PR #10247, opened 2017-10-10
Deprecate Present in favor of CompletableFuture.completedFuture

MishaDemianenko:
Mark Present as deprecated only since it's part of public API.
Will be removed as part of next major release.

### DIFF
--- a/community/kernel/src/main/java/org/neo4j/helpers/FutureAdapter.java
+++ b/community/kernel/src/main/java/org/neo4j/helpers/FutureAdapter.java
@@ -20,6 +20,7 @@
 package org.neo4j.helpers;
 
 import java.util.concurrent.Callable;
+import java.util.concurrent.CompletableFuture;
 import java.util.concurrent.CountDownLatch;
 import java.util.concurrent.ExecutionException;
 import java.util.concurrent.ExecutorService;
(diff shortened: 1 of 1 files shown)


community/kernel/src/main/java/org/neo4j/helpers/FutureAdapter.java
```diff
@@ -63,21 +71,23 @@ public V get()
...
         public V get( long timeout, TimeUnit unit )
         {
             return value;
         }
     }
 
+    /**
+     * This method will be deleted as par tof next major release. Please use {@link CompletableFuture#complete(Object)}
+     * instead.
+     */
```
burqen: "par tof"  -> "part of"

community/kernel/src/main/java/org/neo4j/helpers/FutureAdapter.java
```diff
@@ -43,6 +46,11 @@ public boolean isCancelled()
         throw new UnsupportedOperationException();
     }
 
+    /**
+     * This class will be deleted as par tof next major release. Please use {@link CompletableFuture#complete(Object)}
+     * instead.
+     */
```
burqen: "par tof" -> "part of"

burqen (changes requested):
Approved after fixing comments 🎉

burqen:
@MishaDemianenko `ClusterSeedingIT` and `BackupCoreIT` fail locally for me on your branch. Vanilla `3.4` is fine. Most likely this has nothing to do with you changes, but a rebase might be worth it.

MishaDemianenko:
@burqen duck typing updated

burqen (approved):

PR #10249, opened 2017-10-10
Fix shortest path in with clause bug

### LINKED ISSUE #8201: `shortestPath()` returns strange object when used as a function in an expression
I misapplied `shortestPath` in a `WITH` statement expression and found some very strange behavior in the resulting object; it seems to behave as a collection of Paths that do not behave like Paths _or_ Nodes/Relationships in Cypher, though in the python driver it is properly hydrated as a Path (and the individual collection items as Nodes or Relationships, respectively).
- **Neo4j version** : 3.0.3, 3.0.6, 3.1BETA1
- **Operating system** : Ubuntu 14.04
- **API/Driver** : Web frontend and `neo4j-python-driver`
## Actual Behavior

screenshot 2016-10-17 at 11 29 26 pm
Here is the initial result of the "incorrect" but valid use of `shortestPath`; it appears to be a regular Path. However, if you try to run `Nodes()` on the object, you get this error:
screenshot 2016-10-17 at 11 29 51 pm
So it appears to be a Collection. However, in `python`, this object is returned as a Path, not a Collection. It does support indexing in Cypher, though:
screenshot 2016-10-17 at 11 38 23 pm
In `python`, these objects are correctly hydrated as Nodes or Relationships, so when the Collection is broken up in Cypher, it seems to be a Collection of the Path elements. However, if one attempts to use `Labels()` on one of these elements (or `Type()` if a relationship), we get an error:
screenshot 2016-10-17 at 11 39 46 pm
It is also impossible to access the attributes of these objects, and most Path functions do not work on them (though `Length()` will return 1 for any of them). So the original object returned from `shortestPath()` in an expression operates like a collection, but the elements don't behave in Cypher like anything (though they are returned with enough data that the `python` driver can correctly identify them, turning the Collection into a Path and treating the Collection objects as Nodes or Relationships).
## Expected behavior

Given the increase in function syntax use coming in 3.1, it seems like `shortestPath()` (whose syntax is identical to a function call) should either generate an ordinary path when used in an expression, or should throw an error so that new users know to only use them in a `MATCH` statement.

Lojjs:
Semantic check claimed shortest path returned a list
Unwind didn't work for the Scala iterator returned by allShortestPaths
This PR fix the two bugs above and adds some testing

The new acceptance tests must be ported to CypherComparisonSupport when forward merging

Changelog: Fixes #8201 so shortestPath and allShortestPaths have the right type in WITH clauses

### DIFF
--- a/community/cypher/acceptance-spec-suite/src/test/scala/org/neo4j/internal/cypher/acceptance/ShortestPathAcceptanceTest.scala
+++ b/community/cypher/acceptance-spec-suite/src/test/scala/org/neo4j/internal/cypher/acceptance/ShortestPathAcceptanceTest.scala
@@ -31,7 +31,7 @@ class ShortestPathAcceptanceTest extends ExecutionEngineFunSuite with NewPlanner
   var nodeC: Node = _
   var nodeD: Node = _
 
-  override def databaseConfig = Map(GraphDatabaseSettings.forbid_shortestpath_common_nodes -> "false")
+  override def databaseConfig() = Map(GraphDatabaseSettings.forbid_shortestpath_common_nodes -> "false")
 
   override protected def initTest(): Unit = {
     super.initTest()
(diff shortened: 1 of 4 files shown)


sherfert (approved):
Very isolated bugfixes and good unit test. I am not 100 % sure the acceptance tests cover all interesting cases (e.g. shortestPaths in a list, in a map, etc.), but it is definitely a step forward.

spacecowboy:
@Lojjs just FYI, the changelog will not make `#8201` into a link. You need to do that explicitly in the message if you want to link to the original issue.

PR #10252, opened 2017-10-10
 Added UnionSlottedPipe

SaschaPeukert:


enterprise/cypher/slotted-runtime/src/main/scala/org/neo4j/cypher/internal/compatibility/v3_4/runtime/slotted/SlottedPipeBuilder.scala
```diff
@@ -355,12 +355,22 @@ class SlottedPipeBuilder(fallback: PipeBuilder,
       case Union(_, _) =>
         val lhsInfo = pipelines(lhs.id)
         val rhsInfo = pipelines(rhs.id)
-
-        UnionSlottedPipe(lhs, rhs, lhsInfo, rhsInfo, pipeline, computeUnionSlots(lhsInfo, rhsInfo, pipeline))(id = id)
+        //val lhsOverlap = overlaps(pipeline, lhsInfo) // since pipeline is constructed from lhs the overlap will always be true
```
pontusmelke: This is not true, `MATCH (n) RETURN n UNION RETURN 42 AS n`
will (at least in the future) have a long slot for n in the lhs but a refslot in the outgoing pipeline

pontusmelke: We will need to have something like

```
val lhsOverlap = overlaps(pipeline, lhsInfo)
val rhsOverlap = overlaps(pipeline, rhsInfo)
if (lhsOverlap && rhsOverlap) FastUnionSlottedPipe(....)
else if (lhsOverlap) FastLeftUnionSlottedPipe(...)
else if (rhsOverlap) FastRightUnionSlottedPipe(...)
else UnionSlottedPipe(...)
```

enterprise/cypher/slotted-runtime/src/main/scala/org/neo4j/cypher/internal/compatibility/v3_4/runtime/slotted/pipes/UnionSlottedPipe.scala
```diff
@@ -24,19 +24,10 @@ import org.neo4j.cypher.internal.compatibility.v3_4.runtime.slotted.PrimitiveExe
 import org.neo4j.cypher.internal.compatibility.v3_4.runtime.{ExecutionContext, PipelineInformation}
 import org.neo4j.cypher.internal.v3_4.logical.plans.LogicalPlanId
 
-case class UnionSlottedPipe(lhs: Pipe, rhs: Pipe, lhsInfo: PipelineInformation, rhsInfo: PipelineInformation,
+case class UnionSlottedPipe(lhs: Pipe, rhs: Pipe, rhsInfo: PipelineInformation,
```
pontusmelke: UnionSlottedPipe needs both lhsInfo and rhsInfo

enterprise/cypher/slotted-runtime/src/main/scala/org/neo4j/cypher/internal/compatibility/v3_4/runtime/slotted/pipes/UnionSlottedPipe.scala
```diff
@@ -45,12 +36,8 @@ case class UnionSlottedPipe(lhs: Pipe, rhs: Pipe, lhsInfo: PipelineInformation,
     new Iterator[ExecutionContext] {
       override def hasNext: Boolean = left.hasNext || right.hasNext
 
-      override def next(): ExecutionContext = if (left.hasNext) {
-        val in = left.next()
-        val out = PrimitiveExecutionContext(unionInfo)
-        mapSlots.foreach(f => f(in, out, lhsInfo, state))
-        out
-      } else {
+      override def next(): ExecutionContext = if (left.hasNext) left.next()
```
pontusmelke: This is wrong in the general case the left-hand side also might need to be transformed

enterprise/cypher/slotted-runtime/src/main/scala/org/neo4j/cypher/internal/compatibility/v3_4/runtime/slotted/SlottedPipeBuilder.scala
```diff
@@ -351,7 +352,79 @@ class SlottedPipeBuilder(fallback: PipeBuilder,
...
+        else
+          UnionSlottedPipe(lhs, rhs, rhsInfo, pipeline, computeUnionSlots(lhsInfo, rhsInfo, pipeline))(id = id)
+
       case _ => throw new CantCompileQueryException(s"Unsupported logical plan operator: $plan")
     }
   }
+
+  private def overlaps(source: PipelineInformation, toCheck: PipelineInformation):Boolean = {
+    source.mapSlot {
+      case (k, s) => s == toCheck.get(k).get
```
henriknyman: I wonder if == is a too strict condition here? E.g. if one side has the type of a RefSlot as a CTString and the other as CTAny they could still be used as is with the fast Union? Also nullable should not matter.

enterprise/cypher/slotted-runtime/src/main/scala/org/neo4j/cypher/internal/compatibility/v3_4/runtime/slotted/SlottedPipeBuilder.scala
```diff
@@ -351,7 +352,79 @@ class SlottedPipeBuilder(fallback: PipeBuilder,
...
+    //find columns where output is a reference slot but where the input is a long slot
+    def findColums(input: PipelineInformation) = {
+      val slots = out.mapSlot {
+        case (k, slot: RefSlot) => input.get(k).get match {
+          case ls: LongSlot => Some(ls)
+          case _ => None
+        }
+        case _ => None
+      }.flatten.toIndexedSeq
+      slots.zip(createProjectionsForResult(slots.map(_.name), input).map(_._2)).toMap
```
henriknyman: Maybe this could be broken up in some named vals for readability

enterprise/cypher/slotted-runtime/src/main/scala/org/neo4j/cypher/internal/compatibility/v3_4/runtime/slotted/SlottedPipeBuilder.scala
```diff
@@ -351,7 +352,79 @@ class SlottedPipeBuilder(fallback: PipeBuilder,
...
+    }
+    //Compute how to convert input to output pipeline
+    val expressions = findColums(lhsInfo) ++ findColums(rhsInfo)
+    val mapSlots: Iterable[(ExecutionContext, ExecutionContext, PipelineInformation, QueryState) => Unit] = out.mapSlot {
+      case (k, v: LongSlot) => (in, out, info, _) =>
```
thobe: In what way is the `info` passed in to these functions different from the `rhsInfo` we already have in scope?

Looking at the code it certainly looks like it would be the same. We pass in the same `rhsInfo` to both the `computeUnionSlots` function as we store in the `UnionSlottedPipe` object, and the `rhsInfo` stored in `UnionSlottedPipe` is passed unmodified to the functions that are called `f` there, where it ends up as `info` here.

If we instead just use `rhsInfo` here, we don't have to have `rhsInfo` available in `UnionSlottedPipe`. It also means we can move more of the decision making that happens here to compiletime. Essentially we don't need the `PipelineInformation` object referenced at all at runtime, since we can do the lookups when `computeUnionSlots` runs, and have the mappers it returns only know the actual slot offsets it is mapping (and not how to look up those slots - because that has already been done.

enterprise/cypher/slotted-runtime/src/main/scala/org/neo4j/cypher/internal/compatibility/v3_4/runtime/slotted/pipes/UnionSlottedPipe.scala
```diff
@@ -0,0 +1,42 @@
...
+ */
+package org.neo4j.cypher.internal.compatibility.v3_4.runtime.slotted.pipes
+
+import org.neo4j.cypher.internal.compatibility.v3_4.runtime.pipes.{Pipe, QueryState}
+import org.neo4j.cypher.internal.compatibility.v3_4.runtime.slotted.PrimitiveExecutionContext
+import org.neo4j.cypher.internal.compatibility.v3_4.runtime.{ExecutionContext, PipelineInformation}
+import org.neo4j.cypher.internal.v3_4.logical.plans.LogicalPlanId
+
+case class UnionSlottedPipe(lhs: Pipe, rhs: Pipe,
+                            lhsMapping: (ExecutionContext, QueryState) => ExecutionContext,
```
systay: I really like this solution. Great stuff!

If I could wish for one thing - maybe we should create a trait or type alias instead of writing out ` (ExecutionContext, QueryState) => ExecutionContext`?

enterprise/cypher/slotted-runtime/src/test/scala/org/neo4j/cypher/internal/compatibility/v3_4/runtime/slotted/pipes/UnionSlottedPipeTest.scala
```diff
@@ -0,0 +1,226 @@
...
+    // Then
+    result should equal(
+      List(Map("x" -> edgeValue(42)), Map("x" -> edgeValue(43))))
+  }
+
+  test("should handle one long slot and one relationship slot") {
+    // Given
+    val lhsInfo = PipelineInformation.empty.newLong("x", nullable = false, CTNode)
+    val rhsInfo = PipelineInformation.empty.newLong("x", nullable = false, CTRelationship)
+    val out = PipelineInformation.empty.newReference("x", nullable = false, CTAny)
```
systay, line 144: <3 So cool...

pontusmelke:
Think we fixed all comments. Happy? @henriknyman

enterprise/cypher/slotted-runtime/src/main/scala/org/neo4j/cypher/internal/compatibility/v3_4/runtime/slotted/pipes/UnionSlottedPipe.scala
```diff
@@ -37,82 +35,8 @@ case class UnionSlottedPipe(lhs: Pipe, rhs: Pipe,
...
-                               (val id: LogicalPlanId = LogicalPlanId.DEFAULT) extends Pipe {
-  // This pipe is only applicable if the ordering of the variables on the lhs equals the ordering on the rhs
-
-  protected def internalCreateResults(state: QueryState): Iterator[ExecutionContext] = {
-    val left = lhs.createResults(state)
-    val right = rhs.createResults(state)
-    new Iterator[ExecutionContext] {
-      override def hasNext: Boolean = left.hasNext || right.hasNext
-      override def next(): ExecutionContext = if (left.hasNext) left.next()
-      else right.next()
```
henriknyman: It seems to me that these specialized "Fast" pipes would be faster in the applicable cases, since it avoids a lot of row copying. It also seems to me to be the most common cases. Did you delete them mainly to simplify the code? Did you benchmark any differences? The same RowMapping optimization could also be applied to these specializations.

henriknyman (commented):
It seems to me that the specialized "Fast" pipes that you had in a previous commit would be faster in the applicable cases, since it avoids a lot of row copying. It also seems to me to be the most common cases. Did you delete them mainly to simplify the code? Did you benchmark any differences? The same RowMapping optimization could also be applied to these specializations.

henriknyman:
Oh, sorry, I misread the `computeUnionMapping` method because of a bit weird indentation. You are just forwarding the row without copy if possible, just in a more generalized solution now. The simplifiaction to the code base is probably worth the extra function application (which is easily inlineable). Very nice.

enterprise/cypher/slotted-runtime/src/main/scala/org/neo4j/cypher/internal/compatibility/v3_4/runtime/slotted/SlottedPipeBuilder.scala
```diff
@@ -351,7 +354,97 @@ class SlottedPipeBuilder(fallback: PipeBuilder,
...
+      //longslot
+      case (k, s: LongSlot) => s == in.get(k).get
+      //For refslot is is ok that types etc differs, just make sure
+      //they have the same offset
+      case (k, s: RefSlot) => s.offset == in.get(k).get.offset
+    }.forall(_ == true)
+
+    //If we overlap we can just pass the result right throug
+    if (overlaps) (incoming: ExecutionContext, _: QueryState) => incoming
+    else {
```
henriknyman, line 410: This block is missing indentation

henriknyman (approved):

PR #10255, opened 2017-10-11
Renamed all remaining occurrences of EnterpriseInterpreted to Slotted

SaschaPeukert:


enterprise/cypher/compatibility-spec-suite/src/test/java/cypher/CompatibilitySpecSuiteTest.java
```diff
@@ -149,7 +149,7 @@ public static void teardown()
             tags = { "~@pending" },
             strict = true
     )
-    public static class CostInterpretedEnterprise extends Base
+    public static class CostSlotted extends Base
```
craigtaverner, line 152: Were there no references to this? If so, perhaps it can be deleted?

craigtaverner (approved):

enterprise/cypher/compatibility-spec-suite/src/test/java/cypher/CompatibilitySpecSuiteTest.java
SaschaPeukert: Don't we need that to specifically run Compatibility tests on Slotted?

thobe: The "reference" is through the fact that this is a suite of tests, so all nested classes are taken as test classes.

....

* [AIM OF THE EXERCISE]:
From the listing above, return each line with the word "nullable".

* [SOLVED PROBLEM]:
henriknyman: I wonder if == is a too strict condition here? E.g. if one side has the type of a RefSlot as a CTString and the other as CTAny they could still be used as is with the fast Union? Also nullable should not matter.
+    val lhsInfo = PipelineInformation.empty.newLong("x", nullable = false, CTNode)
+    val rhsInfo = PipelineInformation.empty.newLong("x", nullable = false, CTRelationship)
+    val out = PipelineInformation.empty.newReference("x", nullable = false, CTAny)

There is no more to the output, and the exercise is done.